Problem to work on: Copy precisely the first line of the material below and every later line, stopping with the line that contains "- **Unchecking a".
◇ ◇ ◇
PR #1597, opened 2026-09-09
fix: keep report output controls consistent with the column selection and the schema

laskevych:
## Summary

Three related problems with report output controls shared one generic error:

- **Unchecking a column left its rules behind.** The aggregation, date bucket and sort set on the column stayed in the config, invisible on the row, and failed the next save and every scheduled run with `AGGREGATION_COLUMN_NOT_SELECTED` / `DATE_TRUNC_COLUMN_NOT_SELECTED` / `SORT_COLUMN_NOT_SELECTED`.
- **A column removed from the Data Mart schema produced misleading errors.** A sort or filter on it was reported as a disconnected column, but an aggregation or date bucket came back as "not selected" or as a type-unknown refusal, pointing at a column that no longer exists. On a scheduled run only the generic message reached run history.
- **Sort was limited to selected columns while filters were not**, even though an ungrouped query orders by any source column without projecting it.

## Changes

**Backend**
- Every output-control rule on a column missing from the schema now feeds the disconnected-columns diagnosis, which names the column and how to repair it. The advice text covers filter, sort, aggregation and date bucket rules.
- Sort validation follows the query shape the builders give the report: an ungrouped query with an explicit projection may sort by any known column; a grouped one (aggregations, date buckets, a Unique Count, or an aggregate-level calculated field selected or filtered on) keeps sorting limited to the selected columns. A calculated field is sortable only while selected, because it renders as a SELECT alias and only a selected one is planned.
- The run paths (blending decision and the flat composer) drop a sort on a column missing from the schema with a warning instead of failing the run, on the same reasoning the stale Unique Count sort is dropped by. Save paths still reject it. A new `known-output-columns.util.ts` is the one collector of known output columns for the validator and both run paths.
- The "Output controls validation failed" message now carries a summary of the failed rules and their columns, so run history, MCP clients and the Google Sheets extension show the reason. The MCP error mapper wording for not-selected fields reflects the sort rule.

**Web**
- Every way a column leaves the selection (row checkboxes, "Select all") goes through one path that removes the aggregation and date bucket on it, and the sort rule when the report still groups after the pruning or the column is a calculated field. Filters and slices stay. The change is a user edit, so the form dirties.
- The "Add sort by" menu and the disconnected-controls badge follow the same shape rule the backend validates.
- The error toast no longer repeats the validation summary the server message now carries.

**Docs / changeset**
- Output controls guide: sort rules by query shape, what unchecking a column removes, the disconnected-columns behaviour on save and on scheduled runs.
- Changeset: `owox` minor.

## Tests

- Backend: validator spec (sort by shape, disconnected aggregations and date buckets, calculated-field cases, message summary), new `known-output-columns.util.spec.ts`, run-path drop tests in the blended service and composer specs, error mapper and report use-case specs. `npm run build -w @owox/backend` passes.
- Web: new `output-controls-cleanup.test.ts`, picker tests for pruning on row and "Select all" unchecks (including a row-level calculated field), updated Unique Count sort expectations, output settings dropdown tests. Type-check and lint pass.
- E2E: the sort-on-unselected-column expectation is flipped for ungrouped reports, with new cases for a grouped report and an aggregation on a missing column (runs in CI).


apps/web/src/features/data-marts/edit/components/ReportColumnPicker/ReportColumnPicker.tsx
```diff
@@ -836,6 +837,17 @@ export function ReportColumnPicker({
     () => new Set(nativeFields.filter(f => f.calculated).map(f => f.name)),
     [nativeFields]
   );
+  // The AGGREGATE-level subset: selecting or filtering on one of these turns the query into a
+  // GROUP BY on its own, which decides what a sort may name (`isAggregatedShape`).
+  const aggregateCalculatedFieldNames = useMemo(
+    () =>
+      new Set(
+        nativeFields
+          .filter(f => f.calculated && !isRowLevelCalculatedField(f.calculated))
```
kalnik-a-a, line 853: **Criticality: MEDIUM / BLOCKING**

This derives the query shape from the persisted `calculated.level`, but that value is explicitly allowed to be stale: backend tests for `calculatedFieldLevelOf` cover a field stored as `column` that is effectively `metric` because its own formula or a dependency aggregates. In that state the picker treats the report as ungrouped and the new sort list below offers unselected native columns, while the backend recomputes the effective level, treats the report as grouped, and rejects the rule with `SORT_COLUMN_NOT_SELECTED`. Before this PR, the menu only exposed selected fields, so the invalid rule was not creatable through the UI. Please make the picker consume the backend-derived effective level rather than duplicating formula analysis in the browser, and cover the stale-level case.

apps/backend/src/data-marts/services/output-controls-validator.service.ts
```diff
@@ -1156,41 +1189,84 @@ export class OutputControlsValidatorService {
...
+            // An ungrouped query with an explicit projection resolves ORDER BY against the source
+            // row — the flat builders qualify or quote the bare column, the blended one carries
+            // every sorted column into its CTE (`referencedColumns`) — so a sort on a column the
+            // report does not print is valid SQL, exactly like a filter on one. Two names stay
+            // out: a calculated field that is not selected (it renders as a SELECT alias, and only
+            // a selected one is planned, so the resolver would fall back to `src.<name>`, a column
+            // the warehouse does not have) and a Unique Count output name (the metric is off in
+            // this shape, so the alias does not exist; a real field owning the name IS that
+            // field). A name absent from the schema is still reported below as disconnected.
+            const sortableColumns = new Set(knownOutputColumns);
```
kalnik-a-a: **Criticality: MEDIUM / BLOCKING**

This new ungrouped branch permits every known unselected physical field. A real main-table column literally named `Unique Count` therefore remains sortable when the synthetic metric is disabled. On the blended path, however, `AbstractBlendedQueryBuilder` removes `Unique Count` from `referencedColumns` whenever it is not selected (`columnSet`), because it assumes the name is the synthetic outer alias. Save and validation succeed, then the emitted outer sort references `Unique Count` through the main CTE even though that column was omitted. The base validator rejected this configuration, so this path becomes reachable in this PR. Please preserve physical-column ownership when stripping synthetic aliases, or reject this specific unselected sort, and add a generated-SQL regression test.

docs/getting-started/setup-guide/output-controls.md
```diff
@@ -175,18 +177,22 @@ Output controls reference columns by name. Rename or remove a column in the Data
...
 
 ### Validation error on save
 
-A filter, slice, or sort rule may still point to a disconnected column. Save the report, and OWOX blocks it with **"Output controls validation failed"**. Open the report, remove the affected rules from the Filters, Slices, or Sort sections, then save again.
+A filter, slice, sort, aggregation, or date bucket rule may still point to a disconnected column. Save the report, and OWOX blocks it with a **Disconnected columns** error that names the columns. Open the report, remove the affected rules from the Filters, Slices, Sort, or Aggregations sections, then save again.
+
+A scheduled run of such a report drops a sort rule on a disconnected column and continues — the order of the rows changes, their values do not. An aggregation or date bucket on a disconnected column fails the run with the same error, since it would change the values.
```
kalnik-a-a: **Criticality: LOW / NON-BLOCKING**

With `LIMIT` configured, dropping the stale `ORDER BY` can change which rows are returned, not only their order—for example, a former top-10 becomes an arbitrary 10. Keeping the limit is the safer fallback because clearing it could trigger an unbounded export, so this is not a request to change runtime behavior. Please narrow the wording, and ideally pin it with a focused test, so the documented contract acknowledges the row-set change.

docs/getting-started/setup-guide/output-controls.md
```diff
@@ -175,18 +177,22 @@ Output controls reference columns by name. Rename or remove a column in the Data
 
 Open **Edit report**. The column picker groups the missing columns under a red **Disconnected columns** label with a ⚠ icon. Hover the icon to see:
 
-> _They are missing from the current Data Mart output schema. Uncheck them to remove them from the report, or contact your analyst to restore the schema._
+> _They are missing from the current Data Mart output schema. Uncheck them and remove any filter, sort, aggregation or date bucket rule that references them, or contact your analyst to restore the schema._
 
 You have two options:
 
-- **Uncheck the disconnected columns** — this removes them from the report selection only. It does not clear filter, slice, or sort rules that reference them. Open the Filters, Slices, and Sort sections, delete those rules too, then save.
+- **Uncheck the disconnected columns** — this removes them from the report selection together with the aggregation, date bucket, and sort rules set on them. Filter and slice rules that reference them stay: open the Filters and Slices sections, delete those rules too, then save.
```
kalnik-a-a, line 184: **Criticality: LOW / NON-BLOCKING**

This statement is unconditional, but `pruneRulesForDeselectedColumns` preserves the sort when deselecting a non-calculated column from a plain or ungrouped report. If that column is disconnected (`ghost` no longer exists in the schema), unchecking it leaves the stale sort and the next save still fails. This behavior already existed before the PR; the new issue is that this changed paragraph now promises a cleanup that does not occur. Please describe the actual conditional behavior, or, as a separate product choice, teach the helper to distinguish disconnected fields from still-known unselected fields.

kalnik-a-a (changes requested):
**Review decision: REQUEST CHANGES**

**Overall criticality: MEDIUM / BLOCKING**

I found two PR-introduced blocking regressions:

1. The new sort menu derives query shape from a persisted calculated-field level that the backend explicitly treats as a stale cache, so the UI can create a sort that save validation rejects.
2. The new unselected-sort path accepts a physical main-table column named `Unique Count`, but the blended builder strips that name from its CTE references and emits invalid SQL.

I also left two **LOW / NON-BLOCKING** notes about documenting the accepted `LIMIT` degradation accurately and aligning the disconnected-column cleanup documentation with the helper's actual conditional behavior. The inline comments include the concrete failure paths and minimal remediation options.

apps/web/src/features/data-marts/edit/components/ReportColumnPicker/ReportColumnPicker.tsx
laskevych: Fixed in 253087e2d. The picker no longer trusts the persisted level: `BlendableSchemaService.computeBlendableSchema` now hands out every calculated field with its effective level from `calculatedFieldLevelOf` (copied onto the DTO, the entity is left untouched), so the sort menu, the AGG menu and the validator all read the same derivation. Covered by a new spec: a field stored as `column` whose formula aggregates comes back as `metric`, and the stored value stays `column`.

apps/backend/src/data-marts/services/output-controls-validator.service.ts
laskevych: Fixed in 253087e2d, taking the reject option: the ungrouped branch now keeps every Unique Count output name (the main label and each available source's `<alias>__unique_count`) out of the sortable set unless the column is selected, so this configuration is refused with `SORT_COLUMN_NOT_SELECTED` as before. The picker mirrors it (the column is neither offered in "Add sort by" nor counted as resolved). Validator spec covers both the main label and a joined-source name; since the rule can no longer be saved, there is no generated-SQL path to pin — the ownership-preserving alternative in the builder felt like a bigger change than this PR should carry.

docs/getting-started/setup-guide/output-controls.md
laskevych: Reworded in 253087e2d: the docs, the changeset and the code comments now say the limit is kept, so under a limit the delivered rows may differ from the ones the sort used to pick. The composer spec for the drop asserts the limit travels through untouched.

docs/getting-started/setup-guide/output-controls.md
laskevych: Good catch — made the helper match the sentence rather than the other way round (253087e2d): `pruneRulesForDeselectedColumns` now takes the known column names, and a sort on an unchecked column the schema no longer offers is removed whatever the report's shape. Unit test on the helper plus a picker test for unchecking a disconnected row on a plain report.

laskevych:
Follow-up round after a self-review of the branch (commit f5f0c2560):

- Stale-sort degradation is now opt-in (`degradeStaleSort`) and only the paths that execute a saved report pass it: a run, the Looker Studio cache fill, and the report stream. Ad-hoc MCP/HTTP queries, save dry runs, the Generated SQL preview and the output-schema describe get the validator's disconnected error, as on `main`. The blending decision carries the degraded sort; the composer consumes it instead of pruning again, the run record snapshots the applied sort, and the Totals validation no longer re-checks a sort the totals plan never renders.
- Validator: a null projection under a main Unique Count is treated as metrics-only for the sort check; the Unique Count output names come from one shared helper. The MCP error mapper stops prefixing the summary-carrying message and names the unknown filter columns itself.
- Picker: one sort-resolution context feeds the sort menu, the disconnected badge and every writer. A selected sort on an excluded source's column is no longer flagged; a joined calculated field never resolves. Writers prune only the sort rules their own edit broke (grouping the report, toggling a Unique Count off, unchecking a column) and leave already-orphaned rules visible. Removing an aggregation, from the column checkbox, the row menu or the panel, takes the HAVING filter bound to it. Tooltip wording matches the backend; the changeset has its title; docs describe which paths degrade.

apps/backend/src/data-marts/services/output-controls-validator.service.ts
kalnik-a-a: **Criticality: MEDIUM / BLOCKING**

The non-empty projection case is fixed, but an explicit `columnConfig: []` still bypasses the new guard because `hasColumnConfig` is based on `.length`. `ReportColumnConfigSchema` explicitly accepts an empty array.

With an empty projection, a post-join filter, and a sort on a real main field named `Unique Count`, validation falls back to the implicit-native branch and accepts the rule. The blended builder then removes `Unique Count` from the main CTE while still emitting:

```sql
ORDER BY main.`Unique Count`
```

This fails at the warehouse.

Please distinguish an absent projection (`null`) from an explicit empty projection (`[]`) for this validation and add a focused regression test that forces the blended path. Once the validator rejects this state, a generated-SQL test is not necessary.

kalnik-a-a (changes requested):
**Review decision: REQUEST CHANGES**

**Remaining criticality: MEDIUM / BLOCKING**

Thank you for the follow-up changes. I re-reviewed the updates through `f5f0c256`. The effective calculated-field level, LIMIT documentation and coverage, and disconnected-sort cleanup are now addressed.

The physical `Unique Count` guard is still incomplete for an explicit empty projection (`columnConfig: []`). I added the concrete reproduction to the existing thread. This valid API state is accepted, but the resulting blended SQL orders by a column omitted from the main CTE.

I am keeping this review at **Request changes** until that remaining path is covered. I will re-check the final result after the fix and after the branch is updated against `main`.

apps/backend/src/data-marts/services/output-controls-validator.service.ts
laskevych: Fixed in c2f2a3962: the sort check now keys the explicit-projection branch on `columnConfig != null` rather than on `.length`, so an explicit `[]` is treated as what the run path makes of it — an explicit projection that prints nothing. With nothing projected no source column resolves (the verdict the empty list had before this PR), so a sort on a real main field named `Unique Count` — or on any native column — under `columnConfig: []` with a post-join filter is refused with `SORT_COLUMN_NOT_SELECTED`. Focused spec added for both columns with a post-join filter on a joined column, i.e. the shape that forces the blended path. The branch is also updated against `main` (merge 9c7fee933).

kalnik-a-a (approved):
**Review decision: APPROVE**

**Remaining criticality: NONE**

Thank you for the thorough follow-up and for addressing the review feedback. I re-checked the latest changes, including the explicit empty-projection case, and I have no remaining blocking concerns.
◇ ◇ ◇
Answer to this exercise:
PR #1597, opened 2026-09-09
fix: keep report output controls consistent with the column selection and the schema

laskevych:
## Summary

Three related problems with report output controls shared one generic error:

- **Unchecking a column left its rules behind.** The aggregation, date bucket and sort set on the column stayed in the config, invisible on the row, and failed the next save and every scheduled run with `AGGREGATION_COLUMN_NOT_SELECTED` / `DATE_TRUNC_COLUMN_NOT_SELECTED` / `SORT_COLUMN_NOT_SELECTED`.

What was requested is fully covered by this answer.